嘖,這就懵了,不好玩。“總之,孤言盡於此,你好自為之。”撇了撇嘴,我鬆開捏住北冥觴臉頰的手,一甩袖子再次從窗戶翻了出去。

依然沒有人發現我。

剛剛趁北冥觴不注意我往他體內注射了一滴鯤鵬血,不破不立,如果北冥觴有為了別人犧牲的覺悟,鯤鵬血就會被激發保他一命並且幫他自動升級成真正的鯤鵬。

所以就算是為了我的愉悅,北冥觴小朋友你可千萬不要讓我失望啊~

作者有話要說: 我終於浪回來了……

完結倒計時_(:з」∠)_

☆、十七

在欲星移躺成鹹魚起不來的狀況下,元邪皇來襲。

元邪皇以極其暴力的方式極其迅速地毀掉了好幾條地脈,這種速度簡直讓人措手不及。
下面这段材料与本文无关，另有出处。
PR #1100, opened 2020-11-06
fix client grants provider example

kanagarajkm:
- Updated grant_type to client_credentials
- Removed optional session policy

### DIFF
--- a/examples/MinioClientWithClientGrantsProvider.java
+++ b/examples/MinioClientWithClientGrantsProvider.java
@@ -38,17 +38,15 @@ public class MinioClientWithClientGrantsProvider {
   static Jwt getJwt(
       @Nonnull String clientId,
       @Nonnull String clientSecret,
-      @Nonnull String idpClientId,
       @Nonnull String idpEndpoint) {
     Objects.requireNonNull(clientId, "Client id must not be null");
     Objects.requireNonNull(clientSecret, "ClientSecret must not be null");
 
     RequestBody requestBody =
         new FormBody.Builder()
-            .add("username", clientId)
-            .add("password", clientSecret)
-            .add("grant_type", "password")
-            .add("client_id", idpClientId)
+            .add("client_id", clientId)
+            .add("client_secret", clientSecret)
+            .add("grant_type", "client_credentials")
             .build();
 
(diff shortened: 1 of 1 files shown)


nitisht (approved):

examples/MinioClientWithClientGrantsProvider.java
```diff
@@ -72,42 +70,20 @@ public static void main(String[] args) throws Exception {
...
     // Client-ID to fetch JWT.
-    String clientId = "USER-ID";
+    String clientId = "CLIENT-ID";
 
     // Client secret to fetch JWT.
-    String clientSecret = "PASSWORD";
-
-    // Client-ID of MinIO service on IDP.
-    String idpClientId = "MINIO-CLIENT-ID";
+    String clientSecret = "CLIENT-SECRET";
```
balamurugana, line 76: The client ID/secret are account information of IDP service. Either you leave it as is or change `User-ID` to `Username`

examples/MinioClientWithClientGrantsProvider.java
```diff
@@ -72,42 +70,20 @@ public static void main(String[] args) throws Exception {
...
 
     // STS endpoint usually point to MinIO server.
     String stsEndpoint = "http://STS-HOST:STS-PORT/";
 
-    // Policy to Credentials.
-    String policy =
```
balamurugana, line 87: Why do we remove this? Doesn't minio server support it?

examples/MinioClientWithClientGrantsProvider.java
kanagarajkm: Since they are passed as `client_id` and `client_secret` to IDP, I can name them as `IDP-CLIENT-ID` and `IDP-CLIENT-SECRET`. Calling it as USER-ID will create confusion.

examples/MinioClientWithClientGrantsProvider.java
kanagarajkm: Inline policy is supported and its optional in the API. I can bring it back.

harshavardhana:
Closing this PR in favor of #1101 due to urgency.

在海境還沒有準備好的時候,元邪皇,攻來了。

然而機智如我早已看穿了一切。

這簡直就是一條想要老婆孩子熱炕頭順便回到故鄉的空巢老龍啊?!!你搞笑嗎???空!巢!老!龍!一個為了回家一言不合就暴力拆遷的中二病晚期患者!!!你這讓我怎麼搞?!站在元邪皇的角度人家想要回家和安頓族人完全就是一個好君主好嗎???就算手段暴力了點出發點也是好的啊!當然,前提是這位元邪皇不毀了別人家。
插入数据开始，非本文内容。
PR #1102, opened 2020-11-07
Add support to empty prefix value in XML messages

balamurugana:


api/src/main/java/io/minio/messages/PrefixConverter.java
```diff
@@ -0,0 +1,38 @@
...
+
+import org.simpleframework.xml.convert.Converter;
+import org.simpleframework.xml.stream.InputNode;
+import org.simpleframework.xml.stream.OutputNode;
+
+/**
+ * XML converter class for prefix due to SimpleXML limitation in converting empty tag
+ * <Prefix></Prefix> to empty string.
+ */
+public class PrefixConverter implements Converter<String> {
```
anjalshireesh, line 27: Since the logic is not very specific to `prefix` as such and can be useful wherever such a functionality is required (de-serialize empty tag to empty string), maybe the name of this class can be something more generic? Say `StringConverter` ?

functional/FunctionalTest.java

作為海境的一界之主,哪怕不是這個世界的界主,我覺得我還是有必要會一會這位元·空巢老龍·想回家·中二病晚期·邪皇。

所以在魔軍來襲的時候我又一次將兒子留在了鱗王宮,單獨上岸了。

不過我覺得我大概是中了什麼詛咒或者被大宇宙的惡意籠罩了。

#每次上岸都看見兇殺現場#

只見北冥觴被一個渾身魔氣疑似元邪皇的紅髮魔一掌打向後心,身前是同樣身受重傷的封宇——場面極其混亂,靈力亂飆鮮血飛濺。

然而我在意的只有那個紅髮魔者。

他身上的魔氣讓我產生了一種莫名的熟悉感,好像對面的魔不是敵人而是我熟悉的能過命的朋友一般——然而我的記憶裡從沒出現過他,我甚至連他的臉都不熟悉。

“唔……”腦子裡好像有什麼東西掙扎著要衝出來。我皺眉,運動靈力想把那一股一樣的感覺壓下去,不想卻適得其反,頭腦反而更加混亂了。

“你好啊~我的名字是浠,你的名字是什麼?”“燭。”“燭,你的本體到底有多大?”“不知道。”“燭,幫我烤肉好不好~”“滾。”

破碎的片段,零星的話語一幀一幀地在腦海裡閃過。住在水潭裡的鴉發少年總是撩撥隔壁的紅髮少年,樂此不疲。鴉發少年長的很像我,紅髮少年頭上的犄角就跟那個紅髮魔者的角一樣。